Gerber taught that knowledge of how to care for an individual infant comes, first and foremost, out of the parent’s direct observations and interactions, rather than an ‘expert’ opinion. [ She’d say “The Expert is in Your Arms.”]

Both women wrote and spoke a lot – and applied their basic insights to many details (pacifiers, food, boundaries, high chairs, tummy time torture, relatives, diaper changes, etc)

Magda:

“By respectfully reflecting and reinforcing the simple truths of your child’s experience, you allow for the self-learning and natural development that result in a confident and competent child.”

And …

“Be careful what you teach. It might interfere with what they are learning.” (This statement of hers is similar to the great educational theorist Jean Piaget’s “When you teach a child something, you take away forever his chance of discovering it for himself.”)

Gerber guided parents with this motto, which was to be taken seriously:

Do Less, Observe More, and Enjoy Most

…And then there is Janet Lansbury

Janet Lansbury studied with Magda, and is now a gazillion-followers best-selling books guru. She offers a lot – once you get past her “malibu mom” vibe. To some extent, Pikler and Gerber provide the “Why” and the “What” – Janet goes further into “How does that actually sound/look.”

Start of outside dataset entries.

PR #421, opened 2026-07-30
Gemma4 gradient checkpointing and a Florence-2 encoder padding mask

oarriaga:
Two small additions the bulkington VLA work needs. Both default to off, so no
existing path changes.

**Gemma4 gradient checkpointing.** A long multi-image sequence has to keep every
decoder layer's activations for the backward pass, which does not fit beside a
vision tower being tuned. `remat_layers` wraps each layer in `keras.remat` so
they are recomputed instead. Defaults to `False`, and toggling it leaves the
forward bit-for-bit unchanged.

**Florence-2 encoder padding mask.** `build_encoder` already threaded a mask to
`masked_attend`, but `model.build` passed `None`, so a batched caller that pads
its prompts had the padding attended by self attention. Adds a `pad_id`
parameter that derives the key padding mask from the token ids, keeping image
tokens always valid. Deriving it rather than accepting it as an input means a
caller cannot send a mask that disagrees with its tokens.

`pad_id` defaults to `None` so the reference path is untouched: it sends one
exact-length prompt and attends everything, which is what
`test_encoder_hidden_states_match_torch_fixture` compares against. I could not
run that fixture (`FLORENCE2_WEIGHTS`/`FLORENCE2_FIXTURES` are not on this
machine), which is exactly why masking is opt-in rather than default.

Worth a reviewer's eye: whether upstream FLOWER masked padding during its own
training. If it did, masking matches pretraining. If it fed padded batches with
an all-ones mask, masking is a small distribution shift from what the pretrained
encoder saw.

**Verification.** `florence2_test.py` + `flower_test.py`: 14 passed, 2 skipped
(both fixture tests, missing env vars). Three new tests cover the mask: the
default still lets padding reach the real tokens, `pad_id` hides it, and `pad_id`
demonstrably changes the result so the mask cannot silently no-op.

**Revised after review.** This originally also changed `multimodal.py` to accept
precomputed `image_embeddings` and a 4-D frame stack. That was unnecessary:
`Gemma4MultimodalBackbone.call` already routes every image through
`encode_images`, so a subclass in the consuming project covers both cases.
`multimodal.py` is now untouched and the caching lives in bulkington. Force-pushed
to drop it.

### DIFF
--- a/paz/models/foundation/florence2/florence2_test.py
+++ b/paz/models/foundation/florence2/florence2_test.py
@@ -67,3 +67,41 @@ def test_encoder_hidden_states_match_torch_fixture():
     hidden = model.predict([static, gripper, flow_and_text], verbose=0)
     reference = fixtures["encoder_hidden_states"]
     assert np.abs(hidden - reference).max() < 1e-4
+
+
+def test_default_attends_padding():
+    # The default has to behave like the reference, which attends every token,
+    # so appending padding must reach the real tokens as well.
+    model = build(**TINY)
+    images = np.random.default_rng(2).normal(size=(1, 32, 32, 3))
+    images = images.astype("float32")
+    short = np.array([[5, 6, 7]], "int32")
+    padded = np.array([[5, 6, 7, 1, 1]], "int32")
+    kept = model.predict([images, images, short], verbose=0)
+    grown = model.predict([images, images, padded], verbose=0)
+    assert np.abs(kept - grown[:, :kept.shape[1]]).max() > 1e-6
+
+
+def test_pad_id_hides_padding_from_real_tokens():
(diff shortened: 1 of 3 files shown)


oarriaga:
Ordering note: bulkington#24 has already merged and its `main` still calls the `read_images` this PR no longer adds. bulkington#26 replaces that with a subclass on the consumer side. **Merge bulkington#26 before this PR** so the two repositories never disagree.

oarriaga:
Superseded by #422, which carries only the Florence-2 padding mask. That is the piece bulkington `main` needs to build the FLOWER policy. The Gemma4 gradient-checkpointing commit is dropped: only FLOWER is being served, so nothing Gemma4-side is being landed for now. The Gemma4 repair is handed to a follow-up agent.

One of her best insights is the need for parents providing “leadership” to their kids. While she never exactly says “Butch Up” she reminds anxious moms (her main target) that doing what we have to do isn’t always easy – but is what’s best for our child.

 

Teachers II: Our List of Ancient Wise Men

What’s hard about being a man isn’t new. For a few thousand years there has been a practical self-management system first built to help guys thrive in the time of anxiety and uncertainty that was ancient Rome. That’s Stoicism – a method to help you get through any situation – as helpful on the playground as it was in the Roman Senate – a way to help yourself do your job, have fun, and stay sane. And it works: it’s the basis of “Cognitive Behavioral Therapy” (CBT) – the one mental health treatment approach most approved by health insurance companies and recommended by researchers for issues like addiction and anxiety. [* use of CBT*]

Stoicism in 27 words:

There are things you can control, and everything else. Respect Nature – or “things as they are.” See The Spirit in all people. Practice. You are The Captain.

Superstars of Stoicism:

The written word that’s come down is mostly from three guys: Socrates (who your parents knew from “Bill & Ted’s Excellent Adventure”); Epictetus, ex-slave and famous local teacher; and Marcus Aurelius, known as “the last of the Good Emperors.”

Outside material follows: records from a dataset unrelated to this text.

PR #427, opened 2026-08-06
Add the RF-DETR detector on a windowed DINOv2 backbone

oarriaga:
Refactors #426 down to the inference path of the RF-DETR / LW-DETR detector,
built from paz primitives instead of a vendored copy of the upstream
repository. 1218 added lines against #426's 21646.

## Credit

The architecture, the weight-porting map and the training code this builds on
come from @mohamedamrfaroukebrahim's #426. That PR lands first so its commit
stays in `paz-jax` history; this branch is then rebased on top and its commit
removes the vendored `dino_v2_object_detection` tree, keeping the reviewable
diff to the refactored files. Fine-tuning is refactored from #426's training
code in a follow-up.

## What lands

Reusable primitives in `paz.models.transformers`:

- `windowing` — ViT token window partition / merge
- `deformable` — multi-scale deformable attention
- `embeddings.sine` — DETR normalized-coordinate sine embedding
- `feedforward.relu`
- plus `paz.image.sample_bilinear` (a `grid_sample` equivalent)

The canonical DINOv2 gains a windowed feature backbone,
`DINOv2SmallWindowedFeatures`, which reuses the existing blocks and fused-QKV
attention rather than the `dinov2_legacy` windowed ViT that #426 depended on.
`blocks.build_global` unfolds the windows for the blocks that must attend
image wide.

`paz.models.detection.rf_detr` adds the C2f projector, the two-stage
deformable decoder and `RFDETRNano/Small/Medium/Base/Large`. Each is one flat
functional graph from pixels to `(logits, boxes)` — no layer container
re-applied outside a `Model`, no `SimpleNamespace` facade, no masks or
`NestedTensor` (square-resize inference has no padding, so the reference's
valid-ratio path is the identity).

`paz.applications` adds `DetectRFDETR*` with a jitted model call and a jitted
top-k postprocess, following the `SSD` closure pattern.

`port_weights.py` maps the published PyTorch checkpoints on by name. It also
resamples the stored position grid once at port time, which is what the
reference's `export()` does — that is why `RFDETRBase` works at all, since its
checkpoint stores DINOv2's 37x37 grid while the model runs on 40x40.

## Scope

Inference only. Left out of this PR: the training stack (losses, Hungarian
matcher, COCO loaders, engine, LoRA, EMA, `coco_eval`), the segmentation
variants, and the XLarge/2XLarge Objects365 variants. Only query group zero is
built, which is what the reference uses at inference; group-DETR duplicates the
query tables and first-stage heads for training only.

## Verification

Against `rfdetr` 1.9.1 with the published COCO checkpoints, on CPU. Max
absolute difference on random inputs:

| variant | logits | boxes |
| --- | --- | --- |
| nano | 9.0e-05 | 7.7e-05 |
| small | 1.7e-04 | 1.1e-04 |
| medium | 8.9e-04 | 1.4e-04 |
| base | 2.9e-04 | 9.4e-04 |
| large | 2.3e-04 | 1.5e-04 |

Deformable attention matches the reference core at 1.2e-07 on a two-level,
four-head, three-point case. On COCO val 000000039769 the application
reproduces the reference detections exactly — same four boxes and labels,
scores within 1e-03 (`cat 0.962`, `remote 0.913`, `remote 0.910`, `cat 0.888`).
Jit holds: after one compile, 480x640, 300x500 and 720x1280 inputs all run in
0.088 s with no recompilation, because preprocessing resizes to the fixed
square input.

`parity_test.py` reproduces the table; it is skipped unless
`RFDETR_CHECKPOINTS` points at a directory with the official `.pth` files, and
needs `torch` plus `rfdetr`. It passes 5/5 here.

Suites: `paz/models/transformers` 69 passed, `paz/models/foundation/dinov2` 17
passed 1 skipped, `paz/models/detection/rf_detr` 8 passed 5 skipped,
`paz/backend/image_test.py` 9 passed. `examples/rf_detr/detect.py` smoke-runs
on CPU. The `efficientdet` failures and the `single_shot_detector` collection
errors reproduce identically on `paz-jax`, so they are pre-existing.

## Follow-up needed

`pretrained.py` points at `altamira-data` v0.35, which does not exist yet. The
five converted `.weights.h5` files (103-116 MB each) are built and verified
locally; they need uploading before `DetectRFDETR*` works without a local
weights path.


paz/backend/image.py
```diff
@@ -114,6 +114,60 @@ def bilinear_sample_positions(source, target, ops):
...
 
+def sample_bilinear(images, positions):
+    """Samples images at normalized (x, y) positions inside ``[-1, 1]``.
+
+    Matches ``torch.grid_sample(align_corners=False, padding_mode="zeros")``:
+    corners outside the image contribute zero. Images are channels-last
+    ``(batch, height, width, channels)`` and positions are ``(batch, ..., 2)``.
+    Uses ``keras.ops`` so it traces inside functional models.
+    """
+    from keras import ops
```
oarriaga: This should not be inside a function.

paz/backend/image.py
```diff
@@ -114,6 +114,60 @@ def bilinear_sample_positions(source, target, ops):
...
+    points = int(np.prod(positions.shape[1:-1]))
+    flat = ops.reshape(positions, (-1, points, 2))
+    column = to_pixel_position(flat[..., 0], images.shape[2])
+    row = to_pixel_position(flat[..., 1], images.shape[1])
+    sampled = accumulate_corners(images, column, row, ops)
+    shape = (-1, *positions.shape[1:-1], images.shape[-1])
+    return ops.reshape(sampled, shape)
+
+
+def to_pixel_position(normalized, extent):
```
oarriaga: What is normalized? It's not clear from the variable names what they are.

paz/backend/image.py
```diff
@@ -114,6 +114,60 @@ def bilinear_sample_positions(source, target, ops):
...
+def accumulate_corners(images, column, row, ops):
+    left, top = ops.floor(column), ops.floor(row)
+    corners = (left, top), (left + 1, top), (left, top + 1), (left + 1, top + 1)
+    weights = build_corner_weights(column - left, row - top)
+    sampled = 0.0
+    for corner, weight in zip(corners, weights):
+        inside = compute_inside_image(images, *corner, ops)
+        pixels = take_pixels(images, *corner, ops)
+        sampled = sampled + pixels * ops.expand_dims(weight * inside, -1)
+    return sampled
```
oarriaga: Why does an image accumulate corners? It's unclear what the function paz.image.accumulate_corners is doing. Maybe the name should be more clear.

paz/backend/image.py
```diff
@@ -114,6 +114,60 @@ def bilinear_sample_positions(source, target, ops):
...
+
+
+def build_corner_weights(weight_x, weight_y):
+    left, top = 1.0 - weight_x, 1.0 - weight_y
+    return left * top, weight_x * top, left * weight_y, weight_x * weight_y
+
+
+def compute_inside_image(images, corner_x, corner_y, ops):
```
oarriaga: It's unclear what this function does.

oarriaga: So the name of the function should be different.

paz/models/transformers/embeddings/sine.py
```diff
@@ -0,0 +1,29 @@
...
+    scaled = ops.expand_dims(coordinates * 2 * math.pi, -1) / frequencies
+    sines, cosines = ops.sin(scaled[..., 0::2]), ops.cos(scaled[..., 1::2])
+    interleaved = ops.stack([sines, cosines], axis=-1)
+    shape = (-1, coordinates.shape[1], frequencies.shape[0])
+    return ops.reshape(interleaved, shape)
+
+
+def build_frequencies(dim, dtype):
+    steps = ops.arange(dim, dtype=dtype)
+    return 10000.0 ** (2 * ops.floor(steps / 2) / dim)
```
oarriaga: Wrap the constant into variables such that a reader would understand more precisely why this constants are hardcoded.

oarriaga:
Addressed in da0fe76a.

**Your six comments**

| Comment | Change |
| --- | --- |
| `image.py:125` import inside a function | `from keras import ops` moved to module scope, matching `paz.backend.audio` and `paz.backend.file`; the `ops` parameter I was threading through the helpers is gone. Also removed the now-redundant local import in `resize_bilinear_align_corners`. |
| `:135` unclear what `normalized` is | `to_pixel_position(normalized, extent)` → `to_pixel_coordinate(coordinate, num_pixels)`, with a docstring saying it rescales one axis from `[-1, 1]` into pixel units and that the result is fractional. |
| `:148` why does an image accumulate corners | → `interpolate_pixels(images, column, row)`: "blends the four pixels surrounding each fractional column and row". The corner tuple is now built by `build_neighbors`. |
| `:156` unclear + name should differ (x2) | `compute_inside_image` → `compute_inside_mask`, documented as what makes positions past the border contribute zero rather than repeat the edge. `build_corner_weights` → `compute_neighbor_weights`, documenting the neighbour order and that the weights sum to one. |
| `sine.py:29` wrap the constants | `temperature` and `pair_index` are named locals now. The docstring says the temperature is the ratio between longest and shortest wavelength, fixed by the published weights rather than free to tune, and why consecutive entries share one. |

**Three more from a review pass over the diff**

- `parity_test.py` now pins `jax_default_matmul_precision` itself. The command in its own docstring was failing without `JAX_DEFAULT_MATMUL_PRECISION=highest` — reduced-precision f32 matmuls are the CPU default here and drift ~0.2 in the logits over twelve blocks. It now passes 5/5 as documented.
- `select_proposals` raises at build time when the feature grid has fewer cells than `num_queries`. Previously such a detector built fine and then failed on its first forward pass inside `top_k`.
- `models_test` seeds its weights, so the numerical assertions compare the same graph every run.

**One finding I could not reproduce, so did not act on:** a review pass claimed `test_backbone_jit_matches_eager` fails deterministically at ~2.5e-4 against `atol=1e-4`. Measured across six seeds it is 5.2e-6 to 6.0e-6, and it passes 3/3 without any precision override. I suspect that measurement was of the full model output, which does move by ~5 between batch sizes because ~1e-5 matmul noise reorders the first stage's top-300-of-576 selection — which is exactly why the test targets `projector_norm` instead. I seeded the test rather than loosen a tolerance on a number I could not reproduce.

**Not consolidated, with a reason:** `paz.backend.features.gather_bilinear` does overlap. It is `jax.numpy`-based and unbatched, so it cannot trace on the KerasTensors that `deformable.attend` builds with, and it takes pixel rather than normalized coordinates. Happy to unify if you would rather have one implementation.

#428 is rebased on top and re-verified: 141 passed / 12 skipped, and the VOC fine-tune smoke run still converges (loss 2.07 → val 1.92 on 6 steps).

oarriaga:
Rebuilt on the merged `paz-jax` now that #426 is in. Two commits added:

- `e20bcf95` merges the new `paz-jax` (which brought #426 and #432). No conflicts. I merged rather than rebased so your inline comments stay anchored to `af6cd3b8` and `da0fe76a`.
- `2cfd449e` removes `paz/models/detection/dino_v2_object_detection/` — exactly 21646 deletions, matching what #426 added. Every import of that tree came from inside itself, so nothing else broke.

The PR now reads **+1275 / -21650**, which is the whole point of the exercise: the same detector, built from paz primitives.

**Verified on the merged base**

- 114 passed / 13 skipped across `rf_detr`, `transformers`, `foundation/dinov2`, `backend/image_test`, `backend/boxes_test`, no precision override.
- Parity 5/5 against `rfdetr` 1.9.1 using only the command in `parity_test`'s docstring.
- `examples/rf_detr/detect.py` end to end: `cat 0.962 / remote 0.913 / remote 0.910 / cat 0.888`, unchanged from before the merge.

**Two things I did not do, both your call**

- `dinov2_legacy.models.windowed_vision_transformer` now has no callers — only the deleted tree's tests used it. I left it: the rest of `dinov2_legacy` is still the parity baseline for `paz.models.foundation.dinov2`, and deleting code you deliberately kept isn't mine to decide. Noted in the commit message.
- #426's training half is not replaced. Losses, matcher, COCO loaders, engine, LoRA, EMA and mAP eval are reachable through the merged `0a229962`; #428 refactors the fine-tuning subset only.

#428 is merged up to this and re-verified: 141 passed / 12 skipped. Its base retargets to `paz-jax` automatically once this merges.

Socrates and Epictetus were funny and bitchy improvising teachers who wrote nothing down, although their students did. The guy who did write stuff down was not a teacher, but the most powerful man in the world: Marcus Aurelius Antoninus, Emperor of Rome through the plagues, invasions and insurrections of “The Shitty One Sixties” thru his death in 180. As a practicing stoic, he self-managed with a journal – parts of which survived. Called “The Meditations” it’s a readable “how to” classic.

A complete text on Stoic fathering is available here – but the main point is “There are things you can control, and things you can’t.”